Study material —
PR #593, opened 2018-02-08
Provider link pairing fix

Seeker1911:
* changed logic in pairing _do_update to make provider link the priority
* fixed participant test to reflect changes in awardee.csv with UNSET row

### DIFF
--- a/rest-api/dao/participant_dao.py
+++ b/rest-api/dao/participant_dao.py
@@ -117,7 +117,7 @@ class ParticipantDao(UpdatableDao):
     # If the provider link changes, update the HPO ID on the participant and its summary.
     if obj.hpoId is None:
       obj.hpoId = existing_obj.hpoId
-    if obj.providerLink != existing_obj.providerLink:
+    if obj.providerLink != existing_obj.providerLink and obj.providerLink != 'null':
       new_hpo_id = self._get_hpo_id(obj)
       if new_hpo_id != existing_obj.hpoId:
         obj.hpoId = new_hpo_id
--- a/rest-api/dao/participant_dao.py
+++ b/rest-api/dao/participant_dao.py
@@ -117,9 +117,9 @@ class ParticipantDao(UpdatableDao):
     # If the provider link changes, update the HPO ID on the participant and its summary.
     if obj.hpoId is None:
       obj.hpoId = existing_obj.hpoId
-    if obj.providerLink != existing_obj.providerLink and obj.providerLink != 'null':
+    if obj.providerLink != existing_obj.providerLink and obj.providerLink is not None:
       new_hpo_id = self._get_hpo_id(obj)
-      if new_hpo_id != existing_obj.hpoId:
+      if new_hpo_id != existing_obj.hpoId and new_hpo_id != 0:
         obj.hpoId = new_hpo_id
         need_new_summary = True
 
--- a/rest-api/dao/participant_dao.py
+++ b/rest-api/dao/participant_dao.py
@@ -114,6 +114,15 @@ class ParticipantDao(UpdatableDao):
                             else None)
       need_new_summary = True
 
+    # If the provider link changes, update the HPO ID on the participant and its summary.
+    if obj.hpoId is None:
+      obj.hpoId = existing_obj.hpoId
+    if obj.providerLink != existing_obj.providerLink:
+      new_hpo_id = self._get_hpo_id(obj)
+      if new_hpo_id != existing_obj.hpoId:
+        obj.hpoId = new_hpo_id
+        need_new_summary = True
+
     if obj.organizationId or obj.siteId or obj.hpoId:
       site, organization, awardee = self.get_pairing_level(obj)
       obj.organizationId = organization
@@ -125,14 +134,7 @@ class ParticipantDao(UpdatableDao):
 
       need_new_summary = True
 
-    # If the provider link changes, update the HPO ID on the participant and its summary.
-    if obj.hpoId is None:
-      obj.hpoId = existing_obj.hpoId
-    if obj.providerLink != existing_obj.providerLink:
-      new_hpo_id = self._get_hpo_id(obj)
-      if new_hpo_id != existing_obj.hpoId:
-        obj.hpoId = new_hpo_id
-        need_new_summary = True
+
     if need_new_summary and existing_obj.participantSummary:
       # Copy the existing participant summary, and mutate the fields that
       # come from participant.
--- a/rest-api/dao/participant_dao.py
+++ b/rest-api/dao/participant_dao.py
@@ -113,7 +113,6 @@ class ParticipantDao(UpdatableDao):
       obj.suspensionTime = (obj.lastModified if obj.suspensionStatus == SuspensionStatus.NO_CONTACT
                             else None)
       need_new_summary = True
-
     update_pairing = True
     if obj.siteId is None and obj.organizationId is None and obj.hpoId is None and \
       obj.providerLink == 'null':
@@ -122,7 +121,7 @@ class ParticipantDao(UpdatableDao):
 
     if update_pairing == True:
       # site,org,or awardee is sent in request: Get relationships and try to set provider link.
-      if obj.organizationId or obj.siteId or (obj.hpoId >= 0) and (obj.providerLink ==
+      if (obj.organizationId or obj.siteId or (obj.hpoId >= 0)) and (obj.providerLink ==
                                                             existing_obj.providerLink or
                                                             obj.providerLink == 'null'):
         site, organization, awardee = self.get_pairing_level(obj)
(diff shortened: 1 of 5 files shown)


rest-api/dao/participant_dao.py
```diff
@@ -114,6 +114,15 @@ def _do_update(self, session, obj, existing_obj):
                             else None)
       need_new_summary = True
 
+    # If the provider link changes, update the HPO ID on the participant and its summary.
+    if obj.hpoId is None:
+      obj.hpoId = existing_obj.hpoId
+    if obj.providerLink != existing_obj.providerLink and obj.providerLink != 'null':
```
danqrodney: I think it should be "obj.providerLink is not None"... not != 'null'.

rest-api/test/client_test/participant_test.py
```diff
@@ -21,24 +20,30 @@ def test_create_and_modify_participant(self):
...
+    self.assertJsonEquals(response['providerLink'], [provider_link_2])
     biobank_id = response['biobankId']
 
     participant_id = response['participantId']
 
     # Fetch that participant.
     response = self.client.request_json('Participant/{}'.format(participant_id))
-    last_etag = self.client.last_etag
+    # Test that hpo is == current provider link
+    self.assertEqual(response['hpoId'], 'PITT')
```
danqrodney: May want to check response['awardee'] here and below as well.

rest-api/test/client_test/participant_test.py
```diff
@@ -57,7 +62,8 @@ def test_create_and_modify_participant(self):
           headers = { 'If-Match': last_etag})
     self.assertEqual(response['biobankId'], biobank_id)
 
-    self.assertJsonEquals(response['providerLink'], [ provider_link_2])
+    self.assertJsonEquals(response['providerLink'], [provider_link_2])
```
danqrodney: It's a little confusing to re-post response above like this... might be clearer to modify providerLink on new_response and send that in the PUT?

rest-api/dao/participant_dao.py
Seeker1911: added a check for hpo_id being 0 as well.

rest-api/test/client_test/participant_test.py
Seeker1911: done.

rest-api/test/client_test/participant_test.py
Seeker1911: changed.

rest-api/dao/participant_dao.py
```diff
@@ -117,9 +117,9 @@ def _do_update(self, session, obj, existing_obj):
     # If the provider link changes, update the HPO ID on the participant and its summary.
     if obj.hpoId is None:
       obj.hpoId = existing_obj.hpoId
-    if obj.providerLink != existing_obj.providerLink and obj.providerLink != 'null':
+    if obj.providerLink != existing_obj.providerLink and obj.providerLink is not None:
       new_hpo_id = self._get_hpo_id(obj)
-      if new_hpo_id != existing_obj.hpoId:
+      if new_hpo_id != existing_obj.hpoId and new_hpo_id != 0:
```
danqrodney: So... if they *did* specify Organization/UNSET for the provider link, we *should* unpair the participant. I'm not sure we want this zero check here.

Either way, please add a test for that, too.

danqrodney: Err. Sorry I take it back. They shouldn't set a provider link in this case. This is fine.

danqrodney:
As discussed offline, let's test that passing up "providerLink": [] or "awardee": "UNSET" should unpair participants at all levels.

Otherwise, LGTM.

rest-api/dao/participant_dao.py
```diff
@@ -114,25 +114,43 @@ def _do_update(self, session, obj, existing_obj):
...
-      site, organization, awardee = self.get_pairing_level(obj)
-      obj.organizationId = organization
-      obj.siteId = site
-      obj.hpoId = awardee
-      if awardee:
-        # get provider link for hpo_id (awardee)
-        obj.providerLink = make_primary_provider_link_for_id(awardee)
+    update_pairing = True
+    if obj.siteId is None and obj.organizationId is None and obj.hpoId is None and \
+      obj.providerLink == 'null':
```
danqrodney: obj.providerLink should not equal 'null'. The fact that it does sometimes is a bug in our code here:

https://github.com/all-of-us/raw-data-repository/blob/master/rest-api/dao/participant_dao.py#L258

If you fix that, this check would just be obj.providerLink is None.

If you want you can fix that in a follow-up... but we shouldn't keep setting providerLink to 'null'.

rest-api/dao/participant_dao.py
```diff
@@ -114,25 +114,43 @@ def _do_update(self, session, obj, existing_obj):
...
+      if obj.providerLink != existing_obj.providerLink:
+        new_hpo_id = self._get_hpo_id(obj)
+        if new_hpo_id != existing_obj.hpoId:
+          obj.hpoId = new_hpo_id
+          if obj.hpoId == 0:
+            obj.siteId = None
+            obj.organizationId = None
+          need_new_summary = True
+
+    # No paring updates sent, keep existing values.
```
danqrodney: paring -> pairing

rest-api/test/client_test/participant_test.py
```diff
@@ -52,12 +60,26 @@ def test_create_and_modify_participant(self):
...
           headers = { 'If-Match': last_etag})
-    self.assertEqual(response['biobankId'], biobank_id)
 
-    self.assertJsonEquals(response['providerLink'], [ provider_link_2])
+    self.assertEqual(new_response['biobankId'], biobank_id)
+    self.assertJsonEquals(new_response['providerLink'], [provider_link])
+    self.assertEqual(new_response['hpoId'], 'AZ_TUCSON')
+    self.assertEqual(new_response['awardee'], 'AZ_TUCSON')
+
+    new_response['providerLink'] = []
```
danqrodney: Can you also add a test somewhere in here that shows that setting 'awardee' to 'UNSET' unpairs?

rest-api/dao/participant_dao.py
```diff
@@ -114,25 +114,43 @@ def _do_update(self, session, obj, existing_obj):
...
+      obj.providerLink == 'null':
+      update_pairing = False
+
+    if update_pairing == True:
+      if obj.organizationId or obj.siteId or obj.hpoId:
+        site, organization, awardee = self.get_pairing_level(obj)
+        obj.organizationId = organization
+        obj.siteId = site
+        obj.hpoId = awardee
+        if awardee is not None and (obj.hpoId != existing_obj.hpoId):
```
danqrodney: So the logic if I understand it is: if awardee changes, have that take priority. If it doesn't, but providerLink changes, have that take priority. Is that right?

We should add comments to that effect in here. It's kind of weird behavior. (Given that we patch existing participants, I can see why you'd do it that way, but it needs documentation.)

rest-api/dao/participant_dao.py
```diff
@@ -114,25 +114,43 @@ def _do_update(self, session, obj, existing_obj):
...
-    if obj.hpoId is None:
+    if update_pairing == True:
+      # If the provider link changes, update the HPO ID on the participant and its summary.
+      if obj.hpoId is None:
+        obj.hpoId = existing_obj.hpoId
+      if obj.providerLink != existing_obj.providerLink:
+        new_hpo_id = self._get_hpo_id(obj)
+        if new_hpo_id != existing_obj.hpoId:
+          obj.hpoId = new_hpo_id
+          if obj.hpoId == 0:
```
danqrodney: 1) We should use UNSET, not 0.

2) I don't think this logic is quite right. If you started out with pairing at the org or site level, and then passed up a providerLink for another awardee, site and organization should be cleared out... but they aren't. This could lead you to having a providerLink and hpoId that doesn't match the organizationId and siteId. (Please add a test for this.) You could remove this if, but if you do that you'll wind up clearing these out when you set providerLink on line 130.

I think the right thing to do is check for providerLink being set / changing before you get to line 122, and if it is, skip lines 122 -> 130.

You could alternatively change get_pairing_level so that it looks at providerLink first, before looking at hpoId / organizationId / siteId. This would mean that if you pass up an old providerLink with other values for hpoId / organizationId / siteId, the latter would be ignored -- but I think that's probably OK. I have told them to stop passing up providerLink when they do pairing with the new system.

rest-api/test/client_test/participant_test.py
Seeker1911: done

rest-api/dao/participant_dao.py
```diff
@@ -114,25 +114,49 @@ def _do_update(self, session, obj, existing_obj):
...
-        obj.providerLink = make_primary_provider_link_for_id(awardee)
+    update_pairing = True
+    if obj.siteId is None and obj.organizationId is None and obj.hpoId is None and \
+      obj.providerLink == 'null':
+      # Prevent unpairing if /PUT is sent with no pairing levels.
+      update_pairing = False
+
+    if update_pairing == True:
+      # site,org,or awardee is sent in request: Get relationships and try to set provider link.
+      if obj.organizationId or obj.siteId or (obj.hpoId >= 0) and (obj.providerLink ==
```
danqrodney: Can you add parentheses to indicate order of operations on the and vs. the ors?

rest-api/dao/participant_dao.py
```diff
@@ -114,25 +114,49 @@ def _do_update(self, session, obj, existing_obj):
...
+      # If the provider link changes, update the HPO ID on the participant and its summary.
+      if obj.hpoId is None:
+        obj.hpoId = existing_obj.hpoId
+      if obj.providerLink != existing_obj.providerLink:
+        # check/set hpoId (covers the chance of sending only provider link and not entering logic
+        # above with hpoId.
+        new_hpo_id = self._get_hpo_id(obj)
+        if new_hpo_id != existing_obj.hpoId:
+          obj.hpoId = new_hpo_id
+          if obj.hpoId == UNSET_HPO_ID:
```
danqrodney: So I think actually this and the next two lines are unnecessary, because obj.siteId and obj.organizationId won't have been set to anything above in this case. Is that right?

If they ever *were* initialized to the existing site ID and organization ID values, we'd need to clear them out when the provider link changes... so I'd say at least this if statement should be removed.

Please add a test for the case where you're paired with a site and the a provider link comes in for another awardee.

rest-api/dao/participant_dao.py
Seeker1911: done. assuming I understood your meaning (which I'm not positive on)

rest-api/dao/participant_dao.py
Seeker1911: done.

* * *

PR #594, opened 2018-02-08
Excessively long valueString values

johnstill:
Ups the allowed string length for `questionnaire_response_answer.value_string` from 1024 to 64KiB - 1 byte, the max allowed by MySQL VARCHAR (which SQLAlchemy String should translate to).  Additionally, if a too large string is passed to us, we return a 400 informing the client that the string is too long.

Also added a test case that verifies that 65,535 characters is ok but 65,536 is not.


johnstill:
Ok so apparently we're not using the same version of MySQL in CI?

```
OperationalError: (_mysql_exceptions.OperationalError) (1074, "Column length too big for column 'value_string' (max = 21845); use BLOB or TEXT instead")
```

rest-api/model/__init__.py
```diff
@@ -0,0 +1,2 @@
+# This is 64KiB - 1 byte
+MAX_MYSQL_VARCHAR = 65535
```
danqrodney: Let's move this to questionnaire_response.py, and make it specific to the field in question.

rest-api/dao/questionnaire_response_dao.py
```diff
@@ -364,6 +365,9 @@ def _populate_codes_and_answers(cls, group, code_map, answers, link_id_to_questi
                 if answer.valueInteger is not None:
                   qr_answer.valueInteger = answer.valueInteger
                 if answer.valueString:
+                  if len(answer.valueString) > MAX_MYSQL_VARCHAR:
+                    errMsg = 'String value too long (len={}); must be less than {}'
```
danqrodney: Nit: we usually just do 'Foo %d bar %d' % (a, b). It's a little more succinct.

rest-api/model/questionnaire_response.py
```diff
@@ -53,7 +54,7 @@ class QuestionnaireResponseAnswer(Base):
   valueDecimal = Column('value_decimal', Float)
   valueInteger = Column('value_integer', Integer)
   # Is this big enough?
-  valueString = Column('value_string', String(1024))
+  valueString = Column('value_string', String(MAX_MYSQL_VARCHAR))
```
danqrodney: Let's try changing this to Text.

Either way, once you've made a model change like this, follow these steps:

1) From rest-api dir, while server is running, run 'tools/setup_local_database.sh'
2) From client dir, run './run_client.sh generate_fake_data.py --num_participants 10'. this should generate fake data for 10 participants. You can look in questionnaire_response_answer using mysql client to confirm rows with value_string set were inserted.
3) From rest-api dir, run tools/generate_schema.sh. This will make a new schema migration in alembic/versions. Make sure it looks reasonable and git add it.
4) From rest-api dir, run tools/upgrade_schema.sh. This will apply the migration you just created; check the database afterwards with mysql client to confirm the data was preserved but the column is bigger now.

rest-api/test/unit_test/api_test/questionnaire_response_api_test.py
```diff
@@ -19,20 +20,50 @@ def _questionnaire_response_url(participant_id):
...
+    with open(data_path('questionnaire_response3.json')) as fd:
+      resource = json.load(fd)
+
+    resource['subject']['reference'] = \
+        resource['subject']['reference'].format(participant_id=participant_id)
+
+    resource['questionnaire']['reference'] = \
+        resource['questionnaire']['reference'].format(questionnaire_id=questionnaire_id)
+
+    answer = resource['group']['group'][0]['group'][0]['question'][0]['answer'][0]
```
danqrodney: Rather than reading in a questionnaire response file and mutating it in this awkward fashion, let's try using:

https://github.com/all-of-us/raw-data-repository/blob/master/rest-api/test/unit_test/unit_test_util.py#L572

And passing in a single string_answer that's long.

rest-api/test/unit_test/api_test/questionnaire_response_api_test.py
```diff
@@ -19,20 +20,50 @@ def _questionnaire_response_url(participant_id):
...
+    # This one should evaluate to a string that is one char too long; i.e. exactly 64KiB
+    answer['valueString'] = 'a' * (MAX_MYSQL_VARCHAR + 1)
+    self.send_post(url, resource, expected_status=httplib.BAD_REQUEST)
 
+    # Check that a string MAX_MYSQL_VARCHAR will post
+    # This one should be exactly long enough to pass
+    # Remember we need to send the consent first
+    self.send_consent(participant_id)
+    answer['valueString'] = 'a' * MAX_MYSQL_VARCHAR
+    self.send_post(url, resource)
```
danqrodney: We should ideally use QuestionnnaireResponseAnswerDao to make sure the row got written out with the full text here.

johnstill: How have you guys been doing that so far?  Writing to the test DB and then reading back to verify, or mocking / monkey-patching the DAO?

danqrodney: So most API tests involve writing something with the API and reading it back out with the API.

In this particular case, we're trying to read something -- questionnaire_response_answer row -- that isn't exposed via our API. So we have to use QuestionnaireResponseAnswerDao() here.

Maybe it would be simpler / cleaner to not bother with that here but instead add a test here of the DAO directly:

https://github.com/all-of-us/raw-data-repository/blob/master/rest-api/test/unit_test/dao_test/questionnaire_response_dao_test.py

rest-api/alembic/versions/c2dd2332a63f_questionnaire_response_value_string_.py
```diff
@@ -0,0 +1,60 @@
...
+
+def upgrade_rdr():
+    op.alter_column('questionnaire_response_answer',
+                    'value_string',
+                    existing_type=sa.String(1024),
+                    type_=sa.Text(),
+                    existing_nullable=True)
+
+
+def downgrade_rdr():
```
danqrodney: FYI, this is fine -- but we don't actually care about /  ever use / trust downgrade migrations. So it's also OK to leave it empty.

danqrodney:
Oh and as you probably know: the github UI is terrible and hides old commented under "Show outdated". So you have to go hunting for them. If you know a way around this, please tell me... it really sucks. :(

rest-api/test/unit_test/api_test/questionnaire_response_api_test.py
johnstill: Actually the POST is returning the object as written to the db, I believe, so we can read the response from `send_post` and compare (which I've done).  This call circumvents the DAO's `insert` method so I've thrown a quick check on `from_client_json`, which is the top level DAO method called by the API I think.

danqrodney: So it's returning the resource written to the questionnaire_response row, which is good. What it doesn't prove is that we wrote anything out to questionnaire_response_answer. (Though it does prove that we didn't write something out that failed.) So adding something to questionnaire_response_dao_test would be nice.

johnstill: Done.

What is being asked — Tell how many lines in the data contain the word "changed", answering with that number and no other text.

Exercise solution — 2